Issues with the Tcl http package
I have found the issues listed below with the Tcl http package. I have reported some of them to the Tcl bug tracker. But when I came to the conclusion that I needed to write my own implementation of the HTTP protocol and there had been absolutely no follow up on the issues I had reported, I stopped investing time in that.Persistent Connections
RFC 2616 (HTTP/1.1) states: HTTP implementations SHOULD implement persistent connections. HTTP/1.0 did not originally have any way to reuse a connection. This has later been bolted on via the Keep-Alive header. However, there may be problems when using this header, as described in RFC 2068. So, the preferred mode of operation would be to use persistent connections with HTTP/1.1, but not with HTTP/1.0. This combination is not possible with the Tcl http package. To use persistent connections with HTTP/1.1, the -keepalive option must be set to 1. But that will also send a Keep-Alive header, opening the door to the vulnerabilities described in RFC 2068.

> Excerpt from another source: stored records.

Issue #7844, opened 2020-10-06
setTimeout followed by clearTimeout cause the first test to fail


lideming:
File `test.ts`:
```
clearTimeout(setTimeout(() => { }, 1000));

Deno.test("noop test 1", () => { });
Deno.test("noop test 2", () => { });
Deno.test("noop test 3", () => { });
```

Run `deno test test.ts`:
```
Check file:///.../$deno$test.ts
running 3 tests
test noop test 1 ... FAILED (2ms)
test noop test 2 ... ok (1ms)
test noop test 3 ... ok (1ms)

failures:

noop test 1
AssertionError: Test case is leaking async ops.
Before:
  - dispatched: 1
  - completed: 0
After:
  - dispatched: 2
  - completed: 2

Make sure to await all promises returned from Deno APIs before
finishing test case.
    at assert (deno:cli/rt/06_util.js:33:13)
    at asyncOpSanitizer (deno:cli/rt/40_testing.js:44:7)
    at async Object.resourceSanitizer [as fn] (deno:cli/rt/40_testing.js:68:7)
    at async TestRunner.[Symbol.asyncIterator] (deno:cli/rt/40_testing.js:240:13)
    at async Object.runTests (deno:cli/rt/40_testing.js:317:22)

failures:

        noop test 1

test result: FAILED. 2 passed; 1 failed; 0 ignored; 0 measured; 0 filtered out (5ms)

```

Version: Deno v1.4.4
OS: Windows 10 v2004 x64

lideming:
There is a workaround, await something after clearTimeout, before running the test:
```ts
Deno.test("noop test 1", () => { });
Deno.test("noop test 2", () => { });
Deno.test("noop test 3", () => { });

clearTimeout(setTimeout(() => { }, 1000));

// Test will fail if remove this line:
await new Promise(resolve => setTimeout(resolve, 0));

// Deno starts running tests...
```

magurotuna:
Seems like #7878 also has something to do with this issue

qwerasd205:
> Seems like #7878 also has something to do with this issue

Yeah, it does seem to be caused by the same thing, an unrelated async op completing during a test causing the diffs to vary.

KyleJune:
[...]

PR #11396, opened 2021-07-14
test(cli): ensure clear timeout doesn't trigger sanitizers

caspervonb:
This adds a regression test case for https://github.com/denoland/deno/issues/7844

### DIFF
--- a/cli/tests/test/clear_timeout.ts
+++ b/cli/tests/test/clear_timeout.ts
@@ -1,0 +1,5 @@
+clearTimeout(setTimeout(() => { }, 1000));
+
+Deno.test("test 1", () => { });
+Deno.test("test 2", () => { });
+Deno.test("test 3", () => { });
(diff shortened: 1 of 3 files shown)


cli/tests/test/clear_timeout.ts
```diff
@@ -0,0 +1,5 @@
+clearTimeout(setTimeout(() => {}, 1000));
```
bartlomieju, line 1: I don't think this would ever trigger sanitizers - timeout is cleared (and thus op is done) before the first test runs

caspervonb: Yeah I'm not sure why it did (internally async maybe?), but apparently it did a few months ago in #7844.

caspervonb:
Did a quick bisect on builds, this was fixed in v1.10.0.

bartlomieju (approved):
LGTM, thanks Casper for bisecting the problem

Missing Content-Type header
When a web site doesn't return a Content-Type header, the http package defaults to text/html and goes ahead and replaces all \r\n occurrences to \n. If the content was actually a PNG image, it is irreparably corrupted by this action. This goes against the advice in RFC 2616, which specifies: If and only if the media type is not given by a Content-Type field, the recipient MAY attempt to guess the media type via inspection of its content and/or the name extension(s) of the URI used to identify the resource. If the media type remains unknown, the recipient SHOULD treat it as type "application/octet-stream".
The only way to avoid this issue is to add the -binary option to the http::geturl command. But that treats any response as binary, even when a site does provide a content-type header. So yet another responsibility for the script developer to deal with.
Ticket: 338d979f5b
Content encoding
The http package advertises support for gzip, deflate, and compress encoding in the Content-Encoding header. However, it only handles gzip encoding correctly. If any of the other 2 encodings is returned by the server, it results in a data error exception.
Ticket: a13b9d0ce1
Header field names
As per RFC 2616, header field names are case-insensitive. The http::meta command lists them exactly as received. This makes it much harder to correctly locate the header of interest. Some script writers may simply use the most common notation in a dict get command. That leads to incorrect operation of the application if it ever encounters a web site that uses a different (but perfectly legal) notation.
This is another burden on the shoulders of the script developer to get right.
Asynchronous operation
When requesting asynchronous operation by using the -command option, the http::geturl command still blocks during the DNS lookup part of setting up the TCP connection. This can take several seconds when there is a problem reaching a DNS server. While this is really an issue of the socket command used by http::geturl, it was still a problem for my use case.
Clobbering debug information
When debugging a running application that encountered an error and also uses the http package, the errorInfo variable usually contains a string like: 'can not find channel named "sock55ac118d1540" while executing "eof $sock"'. The information about the actual error you are trying to investigate has quickly been clobbered by the http package.